The diffusion equation is a partial differential equation. The unknown quantity is a function $C(x,t)$. To complete the problem statement you need to specify an initial condition (at $t=0$) and boundary conditions. I'm guessing that your boundary conditions are at infinity, so we take
$$ C(x,t) \rightarrow 0,\ x\rightarrow \pm \infty. $$
We take a delta function initial condition:
$$ C(x, 0) = \delta(x). $$
The equation can be solved by using the Fourier transform:
$$ C(x, t) = \int_{-\infty}^{\infty} \frac{\mathrm{d}k}{2\pi}\ \mathrm{e}^{i k x} C_k(t). $$
The inverse transform is
$$ C_k(t) = \int_{-\infty}^{\infty} \mathrm{d}x\ \mathrm{e}^{-i k x} C(x, t). $$
So the transform of the initial condition is
$$ C_k(0) = 1. $$
Substituting $C(x,t)$ in the diffusion equation gives
$$ \int_{-\infty}^{\infty} \frac{\mathrm{d}k}{2\pi}\ \mathrm{e}^{i k x} \left(
\dot{C}_k(t) + D k^2 C_k(t) \right) = 0.$$
This simplifies to
$$ \dot{C}_k(t) + D k^2 C_k(t) = 0, $$
with the solution
$$ C_k(t) = C_k(0) \mathrm{e}^{- D k^2 t} = \mathrm{e}^{- D k^2 t}. $$
Putting it all together
$$ C(x, t) = \int_{-\infty}^{\infty} \frac{\mathrm{d}k}{2\pi}\ \mathrm{e}^{i k x} \mathrm{e}^{- D k^2 t}, $$
and all that's left is to do the $k$ integral.

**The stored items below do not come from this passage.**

PR #4115, opened 2016-09-02
Add EndpointInstances in fake message pump setup

tmasternak:
This is needed as some of the transport e.g. SqlServer depend on `EndpointInstances` being always registered by the `Core` when transport gets initialized.


andreasohlund:
Should we raise an issue to pass the instances explicitly in the seam? (in vNext)

Since relying on the settings like that seems like a hack?

tmasternak:
Issue created

PR #4122, opened 2016-09-08
Fix external timeout manager support

SzymonPobiega:
In current version, when setting external timeout manager address via `UnicastBusConfig` section user gets an exception that TM has not been configured. This pull fixes the problem and adds two tests:
 * To ensure external TM can be specified via config section
 * To ensure a custom TM can be provided by replacing the `throw` behavior


SzymonPobiega:
@Particular/nservicebus-maintainers I don't think it is a must for RC but should be in for RTM.

src/NServiceBus.AcceptanceTests/DelayedDelivery/When_using_custom_delayed_delivery.cs
```diff
@@ -0,0 +1,146 @@
...
+                    var satelliteAddress = context.Settings.GetTransportAddress(satelliteLogicalAddress);
+
+                    context.AddSatelliteReceiver("CustomTM", satelliteAddress, TransportTransactionMode.ReceiveOnly, PushRuntimeSettings.Default, RecoverabilityPolicy, (builder, messageContext) =>
+                    {
+                        var ctx = builder.Build<Context>();
+                        ctx.WasCalled = true;
+                        return Task.FromResult(0);
+                    });
+
+                    context.Pipeline.Replace("ThrowIfCannotDeferMessage", new RouteDeferredMessageToTimeoutManagerBehavior(satelliteAddress));
```
danielmarbach: That is a lot of hidden knowledge someone has to have. Is there any better way we could design this? It feels quite difficult to understand all those internals if you replace the TM with a custom TM. But maybe this discussion should not take part on this PR. At least with this test someone could see how it works. But as @SimonCropp uses to say an ATT is not a documentation. Do we need to raise a doco issue?

SzymonPobiega: Not sure we want people to create custom TMs in V6 time frame. I am fine with removing this one. I wanted to make sure I am not changing the `DelayedDelivery` feature in a way that would prevent e.g. building a custom TM as part of persistence (SQL persistence, looking at your).

src/NServiceBus.AcceptanceTests/DelayedDelivery/TimeoutManager/When_using_external_timeout_manager.cs
```diff
@@ -0,0 +1,83 @@
...
+                    options.RouteToThisEndpoint();
+
+                    c.SentAt = DateTime.UtcNow;
+
+                    return session.Send(new MyMessage(), options);
+                }))
+                .Done(c => c.WasCalled)
+                .Run();
+
+            Assert.GreaterOrEqual(context.ReceivedAt - context.SentAt, delay);
```
timbussmann: is a millisecond really a reliable time to be sure it was dispatched using a timeout manager? How about checking the presence of headers set by the timeout manager?

timbussmann:
wouldn't be to bad to include it in the rc imho

src/NServiceBus.AcceptanceTests/DelayedDelivery/When_using_custom_delayed_delivery.cs
danielmarbach: I agree with @timbussmann let's remove the `When_using_custom_delayed_delivery ` test.

SzymonPobiega:
Removed that test.

src/NServiceBus.AcceptanceTests/DelayedDelivery/TimeoutManager/When_using_external_timeout_manager.cs
danielmarbach: @szymonpobiega can you address this comment?

SzymonPobiega: Fix it. I introduced a 5s deleay and a check on the header. Would be better if we could disable the "do not reroute near future timeouts to TM" feature.

SzymonPobiega:
@danielmarbach @timbussmann I fixed the test by extending the delay and making sure the header is there.

src/NServiceBus.AcceptanceTests/DelayedDelivery/TimeoutManager/When_using_external_timeout_manager.cs
```diff
@@ -0,0 +1,76 @@
...
+        [Test]
+        public async Task Should_delay_delivery()
+        {
+            await Scenario.Define<Context>()
+                .WithEndpoint<EndpointWithTimeoutManager>()
+                .WithEndpoint<Endpoint>(b => b.When((session, c) =>
+                {
+                    var options = new SendOptions();
+
+                    options.DelayDeliveryWith(TimeSpan.FromMilliseconds(5000));
```
timbussmann: now that the header is checked, I'd say that's giving us enough confidence that the message went through the timeout manager, so I think delaying the test by 5 sec. is overkill. Let's reduce that down to maybe 1 sec?

timbussmann:
apart from one comment on the att the changes look good to me :+1:

andreasohlund:
I fixed the test delay, will merge once green

Sidenote: the if statements in https://github.com/Particular/NServiceBus/blob/80be87755382f7ef8e32a3a6521aae17260a6061/src/NServiceBus.Core/DelayedDelivery/DelayedDeliveryFeature.cs#L25 makes my head hurt. I'll create a PR to flatten it

PR #4124, opened 2016-09-08
Add missing node property

### LINKED ISSUE #4120: MasterNodeConfig is missing Node property
In v5, `MasterNodeConfig` contains a `Node` property: https://github.com/Particular/NServiceBus/blob/master/src/NServiceBus.Core/Distributor/MasterNode/MasterNodeConfig.cs

This section has been deprecated in v6 and we have code which checks the usage of the section at startup. But the `Node` property has been removed (because the class was obsoleted) which causes an exception when starting an endpoint after migration to v6 if it contains that section in the app.config with a node setting (always...). This exception is thrown because of the "invalid attribute" not supported by the config section and it's shown before we are able to throw our exception about the obsoleted section (which is much more user friendly).

TL;DR;
we should re-add the Node property for our custom exception to properly help users to remove the section when upgrading.

timbussmann:
Fixes #4120


andreasohlund:
LGTM

PR #4125, opened 2016-09-08
Behavior chain improvements

danielmarbach:
Before I say anything let the data speak

## TL;DR

- Up to 10 (1000%) times faster pipeline execution for the good cases
- Up to 5 (500%) times faster exception handling even when exception is thrown at deepest level
- Gen0 Garbage reduced by 16 times (94%)
- Callstack up to 70% smaller and contains no infrastructure overhead, means dramatic size reduction for error messages sent to Service Control

[Spread sheet with the results ](https://docs.google.com/a/nservicebus.com/spreadsheets/d/1f9DW_EfwJ3P1JfiXg5mMHJxrisKGYlxn40iDfG1d-6M/edit?usp=sharing)

## Optimizations

- `BehaviorChain`, `BehaviorInstance`, `BehaviorInvoker `and Recursion replaced with a statically compiled expression tree which contains the pipeline as if you've written it by hand
- `Behavior<TContext> `is no longer used. Internal behaviors directly implement `IBehavior<TIn, TOut> `which saves a display class allocation and a function delegate allocation
- Outstanding: Replace `ForkConnectors`

## Pipeline Execution Speed
                                           Method |      GarbageCollection |   Calls | PipelineDepth |        Median |    StdDev | Scaled |    Gen 0 | Gen 1 | Gen 2 | Bytes Allocated/Op |
------------------------------- |----------------------- |-------- |-------------- |-------------- |---------- |------- |--------- |------ |------ |------------------- |
 **V6_PipelineBeforeOptimizations** |      **Concurrent Server** |   **20000** |            **10** |    **35.3349 ms** | **0.0000 ms** |   **1.00** |        **-** |     **-** |     **-** |      **55'927'608.00** |
  V6_PipelineAfterOptimizations |      Concurrent Server |   20000 |            10 |     3.0325 ms | 0.0000 ms |   0.09 |        - |     - |     - |         211'610.67 |
 V6_PipelineBeforeOptimizations | Concurrent Workstation |   20000 |            10 |    32.9031 ms | 0.0000 ms |   1.00 |     9.00 |     - |     - |      56'013'237.33 |
  V6_PipelineAfterOptimizations | Concurrent Workstation |   20000 |            10 |     2.7232 ms | 0.0000 ms |   0.08 |        - |     - |     - |         248'485.33 |
[...]

PR #4128, opened 2016-09-12
Fix local autosubscribe

timbussmann:
Fixes https://github.com/Particular/NServiceBus/pull/3891 (stole the acceptance test from @ramonsmits ) by spliting initialization time from startup of the `TransportReceiver` allowing to purge queues before running FeatureStartupTasks.

@Particular/nservicebus-maintainers @ramonsmits please have a look. Although there were some conversations about ASB I think this is still the right approach in general (not only related to autosubscriptions, but to local sends in general).

### DIFF
--- a/src/NServiceBus.AcceptanceTests/Routing/AutomaticSubscriptions/When_handling_local_event.cs
+++ b/src/NServiceBus.AcceptanceTests/Routing/AutomaticSubscriptions/When_handling_local_event.cs
@@ -1,0 +1,79 @@
+﻿namespace NServiceBus.AcceptanceTests.Routing.AutomaticSubscriptions
+{
+    using System;
+    using System.Threading.Tasks;
+    using AcceptanceTesting;
+    using EndpointTemplates;
+    using NUnit.Framework;
+
+    public class When_handling_local_event : NServiceBusAcceptanceTest
+    {
+        [Test]
+        public async Task Should_autosubscribe_to_event()
+        {
+            var ctx = await Scenario.Define<Context>(x => x.Id = Guid.NewGuid())
+                .WithEndpoint<PublisherAndSubscriber>(b => b
+                .When((session, context) =>
+                {
+                    if (context.HasNativePubSubSupport)
+                    {
+                        context.EventSubscribed = true;
+                    }
+                    return Task.FromResult(0);
+                })
+                .When(c => c.EventSubscribed || c.HasNativePubSubSupport, (session, context) => session.Publish(new Event { ContextId = context.Id })))
+                .Done(c => c.GotEvent)
+                .Run().ConfigureAwait(false);
+
+            Assert.True(ctx.GotEvent);
+        }
+
+        public class Context : ScenarioContext
+        {
+            public Guid Id { get; set; }
+            public bool GotEvent { get; set; }
+            public bool EventSubscribed { get; set; }
+        }
+
+        public class PublisherAndSubscriber : EndpointConfigurationBuilder
+        {
+            public PublisherAndSubscriber()
+            {
+                EndpointSetup<DefaultPublisher>(b =>
+                {
+                    // Make sure the subscription message isn't purged on startup
+                    b.PurgeOnStartup(true);
+                    b.OnEndpointSubscribed<Context>((s, context) =>
+                    {
+                        if (s.MessageType == typeof(Event).AssemblyQualifiedName)
+                        {
+                            context.EventSubscribed = true;
+                        }
+                    });
+                })
+                .AddMapping<Event>(typeof(PublisherAndSubscriber));
+            }
+
+            public class EventHandler : IHandleMessages<Event>
+            {
+                public Context Context { get; set; }
+
+                public Task Handle(Event @event, IMessageHandlerContext context)
+                {
+                    if (@event.ContextId != Context.Id)
+                    {
+                        return Task.FromResult(0);
+                    }
+                    Context.GotEvent = true;
+
+                    return Task.FromResult(0);
+                }
+            }
+        }
+
+        public class Event : IEvent
+        {
+            public Guid ContextId { get; set; }
+        }
+    }
+}
--- a/src/NServiceBus.Core/StartableEndpoint.cs
+++ b/src/NServiceBus.Core/StartableEndpoint.cs
@@ -36,20 +36,19 @@ namespace NServiceBus
 
             await transportInfrastructure.Start().ConfigureAwait(false);
 
-            var featureRunner = await StartFeatures(messageSession).ConfigureAwait(false);
-
             AppDomain.CurrentDomain.SetPrincipalPolicy(PrincipalPolicy.WindowsPrincipal);
 
-            mainPipeline = new Pipeline<ITransportReceiveContext>(builder, settings, pipelineConfiguration.Modifications);
+            var mainPipeline = new Pipeline<ITransportReceiveContext>(builder, settings, pipelineConfiguration.Modifications);
+            var receivers = CreateReceivers(mainPipeline);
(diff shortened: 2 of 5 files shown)


src/NServiceBus.AcceptanceTests/Routing/AutomaticSubscriptions/When_handling_local_event.cs
```diff
@@ -0,0 +1,79 @@
...
+        }
+
+        public class PublisherAndSubscriber : EndpointConfigurationBuilder
+        {
+            public PublisherAndSubscriber()
+            {
+                EndpointSetup<DefaultPublisher>(b =>
+                {
+                    // Make sure the subscription message isn't purged on startup
+                    b.PurgeOnStartup(true);
```
timbussmann: I think having this option enabled can cause issues with downstream (e.g. ASB) transports? It may be good enough to have this test running on the core itself, but there is no real guarantee how transports implement `PurgeOnStartup` which is very essential to the required behavior?

src/NServiceBus.Core/StartableEndpoint.cs
```diff
@@ -36,20 +36,19 @@ public StartableEndpoint(SettingsHolder settings, IBuilder builder, FeatureActiv
 
             await transportInfrastructure.Start().ConfigureAwait(false);
 
-            var featureRunner = await StartFeatures(messageSession).ConfigureAwait(false);
-
             AppDomain.CurrentDomain.SetPrincipalPolicy(PrincipalPolicy.WindowsPrincipal);
 
-            mainPipeline = new Pipeline<ITransportReceiveContext>(builder, settings, pipelineConfiguration.Modifications);
+            var mainPipeline = new Pipeline<ITransportReceiveContext>(builder, settings, pipelineConfiguration.Modifications);
```
danielmarbach: I think we need to reference the main pipeline in the startable endpoint. It could get GCed if we don't

src/NServiceBus.Core/StartableEndpoint.cs
```diff
@@ -61,15 +60,29 @@ public StartableEndpoint(SettingsHolder settings, IBuilder builder, FeatureActiv
...
+
+        static void StartReceivers(List<TransportReceiver> receivers)
         {
             foreach (var receiver in receivers)
             {
-                Logger.DebugFormat("Starting {0} receiver", receiver.Id);
                 try
                 {
-                    await receiver.Start().ConfigureAwait(false);
-                    Logger.DebugFormat("Started {0} receiver", receiver.Id);
```
danielmarbach: Should we move the started log message into the transport receiver?

src/NServiceBus.Core/StartableEndpoint.cs
danielmarbach: Scratch the comment. Just checked we keep the receivers around so we are fine

src/NServiceBus.AcceptanceTests/Routing/AutomaticSubscriptions/When_handling_local_event.cs
bording: Yeah, this will definitely not work on ASB: https://github.com/Particular/NServiceBus.AzureServiceBus/blob/release-7.0.0/src/Transport/Seam/MessagePump.cs#L32

bording:
Aside from the test not working on ASB, and @danielmarbach's comments, I think this looks good. I'm can't think of a reason why running the feature startup tasks between init and start would cause a problem.

src/NServiceBus.Core/StartableEndpoint.cs
```diff
@@ -61,15 +60,29 @@ public StartableEndpoint(SettingsHolder settings, IBuilder builder, FeatureActiv
             return featureRunner;
         }
 
-        static async Task StartReceivers(List<TransportReceiver> receivers)
+        static async Task InitializeReceivers(List<TransportReceiver> receivers)
+        {
+            foreach (var receiver in receivers)
```
andreasohlund: Would it make any sense to initialize the receivers in parallell?

timbussmann: maybe. That was too much of a behavior change to be changed at this point imho.

src/NServiceBus.Core/StartableEndpoint.cs
timbussmann: tbh I wasn't sure about the value of these log statements. The one in the transport receiver also mentions the related input queue so you know where to start looking when something happens. But just "starting x" and "started x" doesn't seem to provide any valuable information imho.

src/NServiceBus.AcceptanceTests/Routing/AutomaticSubscriptions/When_handling_local_event.cs
timbussmann: so what do we do with this? Run it only in the core / with MSMQ and hope that other transports purge the queue at the same place if they do?

Should we maybe split out the assumptions about "purge on startup" into a dedicated test (which also includes messages from FST) and copy that test to all transports supporting PurgeOnStartup?

danielmarbach: how about we ditch the test? It allowed you to drive the implementation. The code changes are simple enough to be able to reason about. Keeping the test seems to have too much downsides.

andreasohlund: :+1: 

It would be awesome if we could add a test that verifies the "startup sequence"? (Not sure how we can do that though)

timbussmann: > how about we ditch the test? It allowed you to drive the implementation. The code changes are simple enough to be able to reason about. Keeping the test seems to have too much downsides.

I do not agree. While I'm ok to ditch this specific scenario as a test when implementing a transport, it's not obvious when to purge queues when requested. The implementation may have a huge impact on everything sent from FST. So I think there should be a test ensuring that PurgeOnStartup does not remove local sent messages?

andreasohlund: >So I think there should be a test ensuring that PurgeOnStartup does not remove local sent messages?

To my knowledge this would be impossible to support in ASQ? (cc @Particular/azure-storage-queues-maintainers )

My longterm proposal would be to deprecate the purge feature completely and add guidance how to purge using "scripting" like eg. http://docs.particular.net/nservicebus/msmq/operations-scripting since purging is a very dangerous operation.

src/NServiceBus.Core/StartableEndpoint.cs
danielmarbach: I agree @timbussmann

src/NServiceBus.AcceptanceTests/Routing/AutomaticSubscriptions/When_handling_local_event.cs
danielmarbach: Let's get to an agreement how to proceed. Then we can pull this in as well as #4125 and push RC2

andreasohlund: Fair enough, lets move the test into the core folder to make sure it gets excluded and then pull this?

timbussmann: moving it to the core only tests then. Still better than no test at all.

timbussmann:
moved the acceptance tests to core only tests, feel free to pull it in if the build is green.

Issue #4075, opened 2016-08-19
Can container test that allows updating registrations be removed?


WilliamBZA:
The container tests has a test that validates that a registration can be updated after it has originally been created.

This is not supported by Spring, yet we support Spring as a container. Since it is not supported by Spring, the tests continue to fail within the NServiceBus.Spring repository but these failures are ignored.

Ignoring test failures is a huge alarm bell for me. If we can safely ignore a test but still support the library, is the test actually valid?

Surely if the test can be ignored, the test is not testing anything worthwhile. If this is the case, I propose that we remove the `A_registration_should_be_allowed_to_be_updated` test.

The same discussion applies to `Should_be_able_to_build_components_registered_after_first_build`.

andreasohlund:
Agreed.

Shouldn't we "invert" the test and check that the core (at least) never re-registers any types since that would break spring?

Side note: Have we checked if the recent version of spring might support updating registration?

WilliamBZA:
That's an excellent idea. I'm not sure how we would test that we _don't_ call a line of code, unless we throw an exception on the `Configure` methods - which could have far bigger consequences too.

As to your side note: I tried a couple months back to get these tests to work and could not find a way to get them to pass. Once the container is intialized it appears to be immutable. The only workaround I could come up with was to recreate a new container and copy all the registrations over. _(I think... this was a while ago)_

bording:
I recently took a look at adding support for [SimpleInjector](https://simpleinjector.org/index.html), and it also doesn't allow registrations to occur after something has been resolved.

As a side note, I couldn't get it working, because our container interface makes some additional assumptions that aren't valid for SimpleInjector, primarily around registering collections.

WilliamBZA:
> As a side note, I couldn't get it working, because our container interface makes some additional assumptions that aren't valid for SimpleInjector, primarily around registering collections.

Which is the real problem with containers. I don't even want to think about what impact the .NET Core container contract are going to have on _all_ containers going forward - which we will have to respond to. The sooner we can move away from containers the better IMO.

bording:
> The sooner we can move away from containers the better IMO.

I agree. One of the reasons I was looking at SimpleInjector is that I've been doing some performance profiling and the Autofac methods have been showing up as rather expensive. I know SimpleInjector is a lot faster than Autofac, so I had been hoping to wire it in real quick to do a perf comparison.

WilliamBZA:
[...]

PR #4130, opened 2016-09-14
Remove false tests and incorrect comments about spring

WilliamBZA:
Based on the discussion [here](https://github.com/Particular/NServiceBus/issues/4075), there is no value in keeping these tests around - and in fact it makes it harder for community ports to other containers. This PR will remove these non-tests as well as update the list of comments that are making incorrect assumptions about Spring and Castle Windsor support.

Ping @Particular/nservicebus-maintainers and @Particular/container-maintainers

### DIFF
--- a/src/NServiceBus.ContainerTests/When_building_components.cs
+++ b/src/NServiceBus.ContainerTests/When_building_components.cs
@@ -85,41 +85,6 @@ namespace NServiceBus.ContainerTests
             }
         }
 
-        [Test]
-        public void Should_be_able_to_build_components_registered_after_first_build()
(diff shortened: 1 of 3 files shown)


danielmarbach:
LGTM

danielmarbach:
@WilliamBZA @andreasohlund this was targetted at develop and is now merged to develop. Should we port this to release branch as well?

andreasohlund:
My bad, should have seen that. I'd say we should?

danielmarbach:
@WilliamBZA can you open up another PR against release branch?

Note that the $k$ integral is a Gaussian so, with a little massaging, you can do it with the formula
$$ \int_{-\infty}^\infty \mathrm{d}y\ \mathrm{e}^{-y^2} = \sqrt{\pi}. $$
You should get
$$ C(x,t) = \frac{1}{\sqrt{4 \pi D t}} \mathrm{e}^{-\frac{x^2}{4 D t}}. $$